In 1823, she married Karl Devrient, becoming known as Wilhelmine Schröder-Devrient, but separated from him in 1828. Meanwhile, she had maintained her popularity at Dresden and elsewhere. She made her first Paris appearance in 1830, and sang in London in 1833 and 1837.

Richard Wagner, born in 1813, claimed to have seen her as Leonore in Fidelio when he was 16, but this is almost certainly fanciful. He did hear (and conduct) her in numerous roles after 1834, however, and continued to laud her stage artistry right up until his essay "On Actors and Singers" (1872) which is dedicated to her memory. She created several roles for Wagner – Adriano in Rienzi, Senta in Der fliegende Holländer and Venus in Tannhäuser. Had Wagner's political profile not been compromised by his involvement with the Dresden uprising in May 1849, Schröder-Devrient would have created Elsa in Lohengrin which was advertised in 1849 as a forthcoming production in Dresden.

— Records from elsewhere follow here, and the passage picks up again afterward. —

Issue #269, opened 2018-06-16
Civic Sandbox Dashboard


mendozaline:
The Civic Sandbox map will include a dashboard as seen in issue [#163](https://github.com/hackoregon/civic/issues/163).

The dashboard will display data from the foundation layers using the [half-doughnut chart](https://github.com/hackoregon/civic/issues/245), [comparison bars](https://github.com/hackoregon/civic/issues/245), [gradient scale components](https://github.com/hackoregon/civic/issues/218), and text.
![Dashboard1](https://i.imgur.com/4v00DnN.png)

It will also include a view that provides a description of the map. Users can switch back and forth between the data display and the description.
![Dashboard2](https://i.imgur.com/skd4mSv.jpg)

jaronheard:
#271 addressed

PR #382, opened 2018-08-26
Update Civic Sandbox Dashboard

mendozaline:
This is a follow up on [#269](https://github.com/hackoregon/civic/issues/269). 

The dashboard now includes the comparison bar and legend options. However, most of the comparison bars have placeholder values. So we can now update those foundation layers with real data. I planned on using the Gradient Scale component for the map legend, but I ran into issues with that. Instead I had to create something new. This meant only showing colors visible on the map and not all 9 colors in the scale. And only displaying the minimum and maximum numbers on the ends. I'm still trying to think of how to show the intermediate values. Also for the disaster response foundations, I had to account for the categorical data.

Other changes:
- [x] Increased the height of the map
- [x] Dashboard buttons only render if a description is provided
- [x] Moved the dashboard to the left to avoid overlap with the slide selector
- [x] Disable zoom on scroll

To do:
- [x] Make the dashboard responsive for small screens

### DIFF
--- a/packages/civic-sandbox/src/components/Packages/index.js
+++ b/packages/civic-sandbox/src/components/Packages/index.js
@@ -112,7 +112,20 @@ export class Packages extends React.Component {
             <a onClick={this.closeMap}>&lt; Back to Packages</a>
           </p>
           <SandboxComponent />
-          {selectedFoundationDatum && <div>
+          {selectedFoundationDatum && <div
+            className={css(`
+              position: absolute;
+              top: 21%;
+              left: 4%;
+              width: 96%;
+              height: 0;
+              @media(max-width: 900px) {
+                position: relative;
+                left: 0;
+                height: auto;
+              }
+            `)}
+          >
             <CivicSandboxDashboard data={selectedFoundationDatum}>
               {/*<div className={css(`display: inline-block; width: 90%; margin: 1% 2% 2% 7.5%;`)}>
                 <h2>How has ridership changed throughout Tri-Met's service area over time?</h2>
--- a/packages/civic-sandbox/src/components/Packages/index.js
+++ b/packages/civic-sandbox/src/components/Packages/index.js
@@ -114,6 +114,14 @@ export class Packages extends React.Component {
           <SandboxComponent />
           {selectedFoundationDatum && <div>
             <CivicSandboxDashboard data={selectedFoundationDatum}>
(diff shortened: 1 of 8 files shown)


mendozaline:
To make the dashboard responsive, I simply changed it so the dashboard now appears below the map on small screens. Similar to the approach used on maps in previous collections.

I also updated the civic sandbox dashboard's story in the storybook.

packages/civic-sandbox/src/components/Packages/index.js
```diff
@@ -113,13 +113,29 @@ export class Packages extends React.Component {
...
+                position: relative;
+                left: 0;
+                height: auto;
+              }
+            `)}
           >
-            <CivicSandboxDashboard data={selectedFoundationDatum} />
+            <CivicSandboxDashboard data={selectedFoundationDatum}>
+              {/*<div className={css(`display: inline-block; width: 90%; margin: 1% 2% 2% 7.5%;`)}>
+                <h2>How has ridership changed throughout Tri-Met's service area over time?</h2>
```
jaronheard: Can this comment be removed?

packages/civic-sandbox/src/state/sandbox/selectors.js
```diff
@@ -110,13 +110,96 @@ const makeVisFor = (spec, data) => {
     };
   }
   if (type === 'Text') {
-    console.log('TYPE', spec.name, spec.field, data.properties[spec.field]);
+    // console.log('TYPE', spec.name, spec.field, data.properties[spec.field]);
```
jaronheard: Still needed?

packages/component-library/src/BaseMap/BaseMap.js
```diff
@@ -32,6 +32,7 @@ class BaseMap extends Component {
         maxZoom: 16,
         pitch: props.initialPitch || 0,
         bearing: 0,
+        scrollZoom: false,
```
jaronheard: On Chrome on MacOS using a trackpad, not having scrollZoom feels inconsistent with the behavior of other interactive maps. If this is targeting other use cases (e.g. mobile), maybe we can selectively target those use cases.

mendozaline: I'll figure this out in a future iteration of the Base Map. I changed it back since it's not a necessary change for the dashboard.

In 1847 she married David Oskar von Döring, an officer, but divorced him in 1848. She took part in the Revolution of 1848 and the Dresden uprising and was later imprisoned. In 1850 she married Heinrich von Bock, a wealthy Livonian land owner, who was 14 years her junior. They settled first in Trikāta, Latvia, relocating later to von Bock's ancestral home in Loodi (Kersel) in Estonia. She left her husband in the winter of 1858, planning to move to America; but her health began to deteriorate rapidly.

She died in Coburg, Germany, on 26 January 1860.

== Apocryphal memoirs ==
After her death, an erotic memoir in two volumes, Memoiren einer Sängerin (Memoirs of a Songstress), was wrongly attributed to her.